Date Joined Feb 2010
Total Posts : 403
   Posted 7/26/2010 7:09 AM (GMT -7)   
I try and be positive.. I feel like every day has been a fight since January. I have accepted that I have crohn's...I can live with that. But seriously would like to find a treatment that works...I want some semblance of my life back.

so currently I was put back on prednisone 30mg but its not working.. my joints still hurt really bad.. and I am having bad D and mucus up to 10-15x a day..I am still on the colestipol but not really working. My gi is on vacation again until wed... I spoke to the nurse on friday and she was discussing that he is mulling over the methotrexate. The nurse is trying to get this covered under home health care with my insurance because it would be an hour drive to get the injection once a week and she thinks thats too much for me. I am concerned though that it takes time for that to work and the prednisone isn't controlling me. And to add to that, we don't even know if my dr will approve the injection yet. I did speak to my internal dr and he doesn't want to step on toes..so thats not an option.

My nexium was stopped because the insurance is reviewing me and won't allow me to take it. I ran out this weekend... I am really not happy with drs and insurance companies. I have tried all the other ones but my stomach reacts strongly to the other ones.

and my long term disability has not been approved yet. I lost my job back in april...because I was tethered to a phone and couldn't hang up on people to go to the bathroom. =) though I would have liked to . Anyway, they let me go , put it on short term disability than let me go completely but I still fell under the benefit of long term. But they don't think that Crohn's is a disability so that looks like it will be denied.

And the diet.. well there is barely anything I can eat anymore...they restricted most foods because of the crohn's, I am already gluten free and now I am on a special diet for pancreatitis because I still have pain.

I just feel like its been an incredibly sucky year...in 7 months I have gone through alot of medications, doctors, hospital stays... and I am not making progress..and today I am crying.. because I am tired.
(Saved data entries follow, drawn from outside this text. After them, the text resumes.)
PR #3514, opened 2024-09-05
chore: add error state screens

rebelchris:
## Changes

Add two new states that hopefully should never trigger but can be:
- Boot doesn't load (either 500+ error) or gcp basically is fully down (catch) -> immediately render error, no need to go through the rest of rendering
- GB set user to error (manual) this one I also stop rendering as soon as possible so we avoid queries we don't need to make.

Fully open for ideas/suggestions though.

## Events

## Experiment

## Manual Testing

> [!CAUTION]

### Preview domain
https://chore-error-screens.preview.app.daily.dev

### DIFF
--- a/packages/shared/src/contexts/BootProvider.tsx
+++ b/packages/shared/src/contexts/BootProvider.tsx
@@ -7,6 +7,7 @@ import React, {
   useState,
 } from 'react';
 import { useQuery, useQueryClient } from '@tanstack/react-query';
+import dynamic from 'next/dynamic';
 import { BootApp, BootCacheData, getBootData } from '../lib/boot';
 import { AuthContextProvider } from './AuthContext';
 import { AnonymousUser, ContentLanguage, LoggedUser } from '../lib/user';
@@ -27,6 +28,13 @@ import { useHostStatus } from '../hooks/useHostPermissionStatus';
 import { checkIsExtension } from '../lib/func';
 import { Feed, FeedList } from '../graphql/feed';
 import { gqlClient } from '../graphql/common';
+
+const ServerError = dynamic(
+  () =>
+    import(
+      /* webpackChunkName: "serverError" */ '../components/errors/ServerError'
+    ),
+);
 
 function filteredProps<T extends Record<string, unknown>>(
   obj: T,
@@ -94,6 +102,7 @@ export const BootDataProvider = ({
   getRedirectUri,
   getPage,
 }: BootDataProviderProps): ReactElement => {
+  const [hasGlobalError, setGlobalError] = useState<boolean>(false);
   const { hostGranted } = useHostStatus();
   const isExtension = checkIsExtension();
 
@@ -133,13 +142,19 @@ export const BootDataProvider = ({
   } = useQuery(
     BOOT_QUERY_KEY,
     async () => {
-      const result = await getBootData(app);
+      try {
+        const result = await getBootData(app);
 
-      preloadFeedsRef.current({ feeds: result.feeds, user: result.user });
+        preloadFeedsRef.current({ feeds: result.feeds, user: result.user });
 
-      return result;
+        return result;
+      } catch (e) {
+        setGlobalError(true);
+        return null;
+      }
     },
     {
+      retry: hasGlobalError ? false : 3,
       refetchOnWindowFocus: loggedUser,
       staleTime: STALE_TIME,
       enabled: isExtension ? !!hostGranted : true,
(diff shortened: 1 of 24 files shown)


packages/shared/src/contexts/BootProvider.tsx
```diff
@@ -133,13 +142,19 @@ export const BootDataProvider = ({
...
+      try {
+        const result = await getBootData(app);
 
-      preloadFeedsRef.current({ feeds: result.feeds, user: result.user });
+        preloadFeedsRef.current({ feeds: result.feeds, user: result.user });
 
-      return result;
+        return result;
+      } catch (e) {
+        setGlobalError(true);
```
idoshamun, line 152: This will not retry right? I think we should retry a bit before setting global error

packages/shared/src/lib/boot.ts
```diff
@@ -1,13 +1,13 @@
...
 import { AnonymousUser, ContentLanguage, LoggedUser } from './user';
-import { apiUrl } from './config';
 import { Alerts } from '../graphql/alerts';
 import { RemoteSettings } from '../graphql/settings';
 import { Post } from '../graphql/posts';
 import { Squad } from '../graphql/sources';
-import { decrypt } from '../components/crypto';
 import { MarketingCta } from '../components/marketingCta/common';
 import { Feed } from '../graphql/feed';
+import { apiUrl } from './config';
```
omBratteng, line 9: Any reason these changed positions in import?

packages/shared/src/lib/boot.ts
```diff
@@ -87,21 +87,32 @@ export async function getBootData(app: string, url?: string): Promise<Boot> {
...
+    });
 
-  const features = await decrypt(
-    result.exp.f,
-    process.env.NEXT_PUBLIC_EXPERIMENTATION_KEY,
-    'AES-CBC',
-    128,
-  );
+    if (res.status >= 500) {
+      throw new Error('Server error');
```
idoshamun, line 98: You throw an error inside a try catch and then catch it to throw again. Seems a bit weird

omBratteng (approved):
Lgtm

packages/shared/src/contexts/BootProvider.tsx
rebelchris: It won't retry based on the globalError (see retry in props)
I mean we can, but in most of these it's pretty much fire anyway right? (so user refresh would be ok)?

packages/shared/src/lib/boot.ts
rebelchris: The main issue is that new error handling state of react query 😢 
Maybe @capJavert knows how to better avoid it

packages/shared/src/contexts/BootProvider.tsx
idoshamun: yes but once in a request may fail. retries are essential to keep the experience relatively smooth

rebelchris: Alright I can remove that eval prop for this case and only leave it to 0 for actual circuit breaker fails :)

rebelchris: Actually moved it around so there's only 1 try..catch and it retries 3 times before throwing the global error now.

packages/shared/src/contexts/BootProvider.tsx
```diff
@@ -146,6 +155,12 @@ export const BootDataProvider = ({
     },
   );
 
+  useEffect(() => {
+    if (error && !hasGlobalError) {
+      setGlobalError(true);
+    }
+  }, [error, hasGlobalError]);
+
```
capJavert, line 163: Could this not be just evaluation, if boot has error return `<ServerError />`?

rebelchris: Yeah tested in this new flow we don't need state/effect :)

packages/shared/src/lib/boot.ts
capJavert: This part is looks ok since fetch won't throw on non 200 status

packages/shared/src/lib/boot.ts
```diff
@@ -87,21 +87,32 @@ export async function getBootData(app: string, url?: string): Promise<Boot> {
...
+      'AES-CBC',
+      128,
+    );
+
+    result.exp.features = JSON.parse(features);
+
+    return result;
+  } catch (e) {
+    throw new Error('Server error');
+  }
```
capJavert, line 115: This I think we don't need? It will just throw by itself?

rebelchris: Yeah not sure, think I accidently repushed this in 1 commit 🤦

capJavert (approved):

I apologize for this long rant and ramble..I am just so frustrated with everything... thanks for listening.
40 yo...mom to three wonderful kids, and wife to an amazing , supportive husband of 18 years..
-----------------------------------------------------------------------------------------------------------------
Diagnosed with gluten intolerance April 2009

Diagnosed with Crohn's March 2010- Mayo Confirmed May 2010
Back on Prednisone, Colestipol.Nexium, Propranolol, Vivelle patch
No longer on Imuran due to pancreatitis
Have taken Entocort, Bentyl, Flagyl, Lomidil, Pentasa
Have had myriad of health problems attributed to many different things over the past ten years. Our family has a history of Crohn's, Ulcerative Colitis and Bowel Cancer.


Stef17
Veteran Member


Date Joined Feb 2003
Total Posts : 1811
   Posted 7/26/2010 9:05 AM (GMT -7)   
I'm so sorry you're going through such a rough patch. It's really awful when you feel like you're doing everything you can and nothing is working. Hang in there. It can take a little bit to figure out which meds your body is going to respond to. As far as the nexium goes - can you try prilosec OTC or the generic form (omeprazole)? My insurance dropped and I had to quit the nexium too. So, I found generic Omeprazole at Walmart and have been taking that for the last year. It really helps. Maybe that wouldn't upset your stomach?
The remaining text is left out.